Theater Alliance reprises another holiday treasure with Langston Hughes’ Black Nativity, a Helen Hayes Award-winning production that begins with the Christmas story before tracing the history of African-American music, from gospel to blues, jazz and funk. It’s a deeply moving and musically thrilling journey, featuring an ensemble cast of accomplished Washington theater veterans and promising newcomers.

Black Nativity, at Anacostia Playhouse, Dec. 11 – Jan. 4

 

For home-grown festive music and dance, don’t miss Step Afrika!’s Magical Musical Holiday Step Show. This world-renowned step dance company presents its electrifying mix of stomps, claps and chants, set to holiday tunes with a sprinkling of snowflakes and visits by life-size polar bears and other furry friends.

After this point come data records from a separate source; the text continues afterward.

PR #1835, opened 2023-11-23
feat: Add opt-in code path to use binary distributions instead of downloaded CLI

lforst:
Adds a code path to pick up the npm distribution binaries when executing the CLI.

### DIFF
--- a/js/helper.js
+++ b/js/helper.js
@@ -92,7 +92,12 @@ function getBinaryPath() {
 
   if (packageName === undefined) {
     throw new Error(
-      'Unsupported operating system or architecture! Sentry CLI does not work on this architecture.'
+      `Unsupported operating system or architecture! Sentry CLI does not work on this architecture.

As always, audience members—and especially kids—are invited to make some noise throughout the show and join the cast on the dance floor at the end.

Step Afrika

Step Afrika!’s Magical Musical Holiday Step Show, at The Atlas Theater, Dec. 11 – Dec. 22

 

Adventure Theater adds a world premiere to our holiday roster, A Lump of Coal for Christmas. Written by Charles MacArthur and Regional Emmy Award recipient Norman Allen, directed by Helen Hayes Award-winner Holly Twyford and featuring the acclaimed Erin Weaver, this comedy holds abundant promise. According to Adventure, it’s about a lump of coal who wants to be an artist: “Traditionally the dreaded stocking stuffer for children on the Naughty List, this Lump turns one child’s worst nightmare into a dream come true.” What’s not to love?

A Lump of Coal

A Lump of Coal for Christmas, at Adventure Theater through Dec. 31

Eleasha Gamble as Nancy in Oliver! at Arena Stage at the Mead Center for American Theater 10/30/15 – 1/3/16.

Barbara Wells is a writer and editor for Reingold, a social marketing communications firm. She and her husband live on Capitol Hill.